"La gente necesita modelos para entender el mundo. Reducir la realidad que les rodea a paradigmas sencillos de interpretar. (...)
Veamos un caso práctico; la crisis del Coronavirus en la comunidad de Madrid, una circunscripción pública gobernada por un ejecutivo de ideología neoliberal.
¿Qué propugna el neoliberalismo? El laissez faire, esto es, el «deja hacer», el «no limites», el «no impongas».
En la crisis del Coronavirus en Madrid, la máxima mandataria política
de la Comunidad viene moviéndose en esas coordenadas ideológicas al pie
de la letra.
La mayoría de los mensajes de gestión que viene publicando
en sus redes sociales celebra lo que ella denomina
«colaboración-público-privada», o, lo que es lo mismo, donaciones de empresas, multimillonarios y particulares.
Su planteamiento político ante una crisis de esta envergadura sigue
cerrado al vector laissez faire, a un inefable «que cada uno haga lo que
quiera», «si no se quiere donar, bien, pero si se hace, ¡muy bien, sí
se puede!».
La adopción de un enfoque de este tipo es inconcebible por parte de
un máximo representante político. Un líder político no lo puede dejar
todo a la voluntad individual. Si la crisis del Coronavirus ha venido
para dejarnos a todos un mensaje es que la supervivencia del colectivo y la sociedad no pueden depender de acciones individuales.
Los representantes y beneficiarios del neoliberalismo lo saben y, por
esta razón, todas y cada una de las donaciones que realizan son
publicitadas y difundidas bajo un formato de propaganda grotesca. Bajo
un formato de, en efecto, «colaboración público privada» que parece más dirigido a la justificacion de su posición ideológica, que a afrontar la magnitud del desastre en el que nos encontramos.

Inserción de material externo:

PR #1938, opened 2024-10-19
chore: Use Provider Label as Unique ID for redteam targets

sklein12:
Specifically for redteams, re-using label so we can identify targets regardless of provider name or config. This allows users to change their provider or config but treat them as the same target. Eg: You have an agent that used to be a Python function but is not accessed via an API endpoint, it's the same target just a different way of accessing it. Or you want to change the temp on a model.

image


sklein12:
@mldangelo the next button moves after the errors go away but we can fix that later

PR #1940, opened 2024-10-20
chore(webui): optionally record anonymous telemetry

mldangelo:
- Add TelemetryTracker component to App.tsx for page view tracking
- Create useTelemetry hook with VITE_PROMPTFOO_DISABLE_TELEMETRY check

I'll instrument events in the redteam setup if this looks good in the next PR


src/app/src/hooks/useTelemetry.tsx
```diff
@@ -0,0 +1,31 @@
+import { useCallback } from 'react';
+import { callApi } from '@app/utils/api';
+import type { EventProperties, TelemetryEventTypes } from '@promptfoo/telemetry';
+
+export function useTelemetry() {
+  const recordEvent = useCallback(
+    async (eventName: TelemetryEventTypes, properties: EventProperties) => {
+      if (!['0', 'false'].includes(import.meta.env.VITE_PROMPTFOO_DISABLE_TELEMETRY)) {
```
typpo, line 8: Is this additional envar necessary?  The server side already won't record telemetry if `PROMPTFOO_DSIABLE_TELEMETRY` is set, so this new envar is just cosmetic.

mldangelo: Good question. Not necessary since it's disabled in the server. This disables the xhr from appearing in the network tab. I thought that people might be confused / unhappy if they set `PROMPTFOO_DISABLE_TELEMETRY` but still see a post to `/api/telemetry` with the response `{ success: true }`

typpo:
I think it's ok. Double envars is worse IMO

PR #1962, opened 2024-10-21
chore: Add redteam descriptions and display names

sklein12:


mldangelo (approved):
Thank you for doing this!

PR #1980, opened 2024-10-23
feat: add adaline gateway provider

adaline-akshay:
### Notes:
* Update `CallApiContextParams` to include optional gateway object
  * Uses a single gateway object created for each eval run
  * Can handle multiple requests concurrently when running with concurrency > 1
  * Supports PromptFoo like retry, timeout, header based delay for 429 error, exponential backoff for 5XX errors, proxy-agent integration, and caching out of the box
  * Only used by when gateway provider is invoked, not used in any other provider
* Created a gateway cache plugin
  * Light wrapper over PromptFoo's existing cache implementation
  * Allows access for gateway to read / write PromptFoo's cache implementation
* Added `gateway` provider
  * Supports prompt, config, test, assertion types in Gateway or OpenAI format
  * Supports calling 9 different providers using the same prompt, config, test, assertion types in your config files -- including tool calling, structured outputs, vision cases
  * Supports 4 embedding providers for similarity tests
  * Uses base methods like `getApiKey`, `getBaseUrl` from native PromptFoo providers' implementation to allow users to still retain their env variables settings while using Gateway
* Updated OpenAI provider to isolate HTTP request body construction from `callApi` method, new method used by Gateway to accept config files in OpenAI format and then convert them into Gateway types.
* Added provider documentation 
* Added extensive examples showing Gateway's capabilities
* Previous PR: 
    * https://github.com/promptfoo/promptfoo/pull/1874


src/cache.gateway.ts
```diff
@@ -0,0 +1,27 @@
+
+import type { Cache as GatewayCache } from '@adaline/gateway';
```
typpo: Maybe we can tuck this into `providers` subdirectory as it is a provider-specific cache?

src/evaluator.ts
```diff
@@ -125,6 +130,19 @@ class Evaluator {
     };
     this.conversations = {};
     this.registers = {};
+    this.gateway = new Gateway({
```
typpo: If possible, I would like to avoid instantiating a Gateway in evaluator.  This is a hot path that every eval runs through, so provider-specific logic is not ideal.  Could we instantiate in the Gateway provider?

src/providers/groq.ts
```diff
@@ -56,6 +57,10 @@ export class GroqProvider implements ApiProvider {
     return this.modelName;
   }
 
+  getApiKey(): string | undefined {
```
typpo, line 60: Thanks for cleaning up this implementation!

typpo (commented):
This is looking pretty good!  Excited for this change.  A couple of small comments

src/cache.gateway.ts
adaline-akshay: For sure, will fix in next commit.

src/evaluator.ts
adaline-akshay: Good suggestion, this style of instantiating Gateway is an artifact of the previous implementation where each provider needed to access the same Gateway object in order to leverage it's concurrency, retry behavior, etc. Will fix in next commit.

typpo:
Awesome change!  Thanks so much @adaline-akshay

PR #10449, opened 2026-08-20
test(providers): stabilize Gemini Live streaming timeout

mldangelo-oai:
## Summary

- Replace wall-clock scheduling in the Gemini Live continuous-streaming timeout regression test with Vitest fake timers.
- Preserve the four streamed chunks, 120 ms idle timeout, and 300 ms total stream while removing Windows runner scheduling races.
- Restore real timers in a `finally` block to prevent shuffled test-order pollution.

## Why

The Windows shard in https://github.com/promptfoo/promptfoo/actions/runs/32401546355/job/96530686427 failed because delayed stream callbacks let the real 120 ms idle timeout fire before the next mocked chunk was delivered. The dependency-only PR did not modify provider behavior.

## Validation

- Reproduced the exact CI failure by delaying two mocked WebSocket callbacks; the updated test passes the same injected-stall reproducer.
- Temporarily removed the provider's idle-timeout rearm and verified the fake-timer regression test still fails with the original 120 ms timeout.
- `npx vitest run test/providers/google/live.test.ts test/providers/websocket.test.ts test/util/xlsx.test.ts test/util/xlsxEntities.test.ts test/package-manifests.test.ts test/test-hygiene.test.ts --configLoader runner` (326 tests passed).
- `npx vitest run test/providers/google/live.test.ts --configLoader runner --sequence.seed=1` (92 tests passed).
- `npx vitest run test/providers/google/live.test.ts --configLoader runner --sequence.seed=42` (92 tests passed).
- `npm run tsc`.
- `npm run l && npm run f`.

### DIFF
--- a/test/providers/google/live.test.ts
+++ b/test/providers/google/live.test.ts
@@ -1779,31 +1779,38 @@ describe('GoogleLiveProvider', () => {
   });
 
   it('keeps a continuously streaming response alive past the idle-timeout window', async () => {
-    provider = new GoogleLiveProvider('gemini-2.0-flash-exp', {
-      config: {
-        generationConfig: { response_modalities: ['text'] },
-        timeoutMs: 120,
-        apiKey: 'test-api-key',
-      },
-    });
-    vi.mocked(WebSocket).mockImplementation(function () {
-      setImmediate(() => {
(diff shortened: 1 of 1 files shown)


mldangelo-oai:
@codex review

PR #10454, opened 2026-08-21
fix(providers): preserve HTTP transform errors

mldangelo-oai:
HTTP response transforms now preserve error-only provider responses and explicit falsey outputs (`''`, `false`, and `0`) through the shared response normalizer. This surfaces a transform's error directly instead of nesting it inside `output`.

The branch is integrated with current main and retains main's original-response token accounting.

Validation: 100 focused tests, TypeScript, core build, lint/format, and hooks pass. Full backend: 24,993 passed; all 37 transient socket failures pass a 38-test retry, with seven known shared-install dependency mismatches remaining. Four built package API cases and a built CLI eval against a local HTTP server confirm error propagation, falsey outputs, and original token usage.


mldangelo-oai:
@codex review

jameshiester-oai (commented):
Reviewed base 127d90534b9c1b1ba4554f007dd4b5fd2c8bf1b4 and exact head 01b51f3e62264e25f3f92b41d404be175615dd7a.

Scope: fresh full base...head review. Verdict: one verified P2 finding. The connector exposed no failing combined-status entries; Codecov reports all modified coverable lines covered.

Verified findings:
- P2 — Empty-string transformed outputs still receive token usage for the raw HTTP body when token estimation is enabled. In `src/providers/http.ts:3181`, `getCompletionText` checks `parsedOutput?.output` by truthiness before checking its type, so the newly preserved `{ output: '' }` path falls back to `rawText`. Reproduction: a local HTTP endpoint returned `{"ok":true}`; with `transformResponse: () => ({ output: "" })` and `tokenEstimation.enabled: true`, the eval output was the expected empty string but the exported/CLI usage reported 2 completion tokens. This overstates completion and total usage for HTTP providers that intentionally normalize a response to empty output. Check `typeof parsedOutput?.output === 'string'` without the truthiness guard and add a token-estimation regression beside the new falsey-output cases.

Existing feedback:
- No unresolved inline threads. Existing Codex/Copilot/security summaries reported no actionable defect, so there is no duplicate inline feedback.

Simplification and test gaps:
- Reusing `normalizeResponseTransformResult` is the right simplification.
- The new falsey-output tests cover returned values, but not the adjacent token-estimation path above.

Validation performed:
- `source ~/.nvm/nvm.sh && nvm use && npx vitest run test/providers/http/request.test.ts --sequence.shuffle=false` — passed, 1 file / 98 tests.
- Local uncached CLI eval against an isolated localhost HTTP server with `PROMPTFOO_CONFIG_DIR` and `PROMPTFOO_CACHE_PATH` under `/private/tmp`:
  - `{ output: 0 }` — passed; exported output was `0`.
  - `{ output: '' }` with token estimation — output passed, but reproduced the incorrect 2 completion tokens.
- Three read-only specialist fallback reviews completed; two found no defects and one surfaced the verified token-estimation issue.

Limitations:
- The requested PR Review Toolkit command was unavailable in this task, so I used the documented read-only specialist fallback.
- I did not run the full build or full repository suite; the changed provider suite, typecheck, and real CLI path were exercised.

mldangelo-oai:
@codex review

jameshiester-oai (commented):
## Scope and verdict

Reviewed base `3ec974043eb9941af5b605f6f21f71f24bf46c3c` through exact head `a6d9c85e98b79c7797e86123fbbcdca612c511a9`, with extra attention to changes since authenticated reviewed ancestor `01b51f3e62264e25f3f92b41d404be175615dd7a`. The full current PR changes only the HTTP provider and its request tests; the large ancestry delta is primarily the merge from main. I inspected both HTTP request paths, shared transform normalizer, token accounting, changed tests, prior feedback, and CI. No distinct new issue merits an inline comment. All 43 current-head checks report success.

## Existing finding and coverage

The previously reported P2 empty-output token-estimation issue is still present at `src/providers/http.ts:3251`: `getCompletionText()` truth-tests `parsedOutput.output`, so an authored `{ output: '' }` falls back to the raw HTTP body even though the normalized output is empty. A fresh built CLI eval against a local JSON endpoint returned the correct empty output but charged two completion tokens for the raw body. The earlier authenticated review already raised this, so I am not duplicating it inline. The new tests assert the returned error and falsey outputs, but do not assert corresponding token accounting. The shared normalizer is a sound reuse for the changed response shapes.

## Verification

- `npx vitest run test/providers/http/request.test.ts test/providers/transformResult.test.ts --sequence.shuffle=false`: 2 files, 100 tests passed after `npm ci --include=dev --ignore-scripts` for this head. An initial run with the previous PR's stale `js-yaml` installation failed before test collection; it passed after the locked install.
- `npm run tsc -- --pretty false`, `npx tsdown`, and `node --import tsx scripts/postbuild.ts`: passed. `git diff --check` passed; worktree clean.
- Built CLI `node dist/src/main.js eval` with `--no-cache --no-share` and an isolated localhost JSON endpoint: the transformed `{ error: 'Provider guardrail blocked' }` produced one expected provider error (exit 100, no nested output); the `{ output: '' }` case passed its empty-output assertion (exit 0, score 1) while reproducing the two wrongly estimated completion tokens. Both exported JSON files were inspected.

No external provider or credentialed call was made. The requested `/pr-review-toolkit:review-pr all parallel` command exited 127, so I applied the six read-only review lenses manually and reconciled three specialist passes.

PR #10460, opened 2026-08-23
fix(webui): handle malformed login redirects

GuanyuMi:
## Summary

- safely decode the login `redirect` query parameter
- fall back to `/` when the redirect contains malformed percent encoding
- add regression coverage for invalid redirect encoding

## Problem

The login page directly passed the `redirect` query parameter to `decodeURIComponent`.

Malformed input such as:

```text
/login?redirect=%
```

caused `decodeURIComponent` to throw `URIError: URI malformed`. For an authenticated user, this interrupted the redirect effect and prevented the login page from navigating normally.

## Fix

Decode the redirect through a small helper that returns `null` when decoding fails. The existing redirect validation then handles the invalid value and navigates to `/`.

Valid internal redirects, including percent-encoded paths and redirects containing query parameters, retain their existing behavior.

## Validation

- `npm run test:app -- src/pages/login.test.tsx --run` — 15 tests passed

Ante esto, no puede extrañarle a nadie la indignación de quienes,
conocedores de las repercusiones que el laissez faire imprime en el
nivel de bienestar medio, ven al mismo tiempo que en el epicentro de
esta pandemia se siguen relegando las líneas de actuación política a
voluntades individuales. Los políticos de quienes depende el futuro de
toda la sociedad no pueden fiar su destino a acciones conceptualmente próximas a actos de caridad, acciones
que tan sólo palían las carencias de un sistema previamente atrofiado
por gestiones políticas de ideología marcadamente individualista.
Esta
crisis ha puesto de manifiesto que los políticos neoliberales, esto es,
aquellos que no creen en un sistema público que anteponga y garantice
los derechos de todos, no pueden ni deben estar al frente de
instituciones cuya defensa tiene que ser, siempre, la colectividad y
no la propiedad privada, el vigor empresarial o las fortunas
multimillonarias. Todas estas razones, suficientes y evidentes, hacen de
esta maldita propaganda de colaboración público privada en tiempos de crisis algo simple y absolutamente cínico y repugnante." (El Captor, 28/03/20)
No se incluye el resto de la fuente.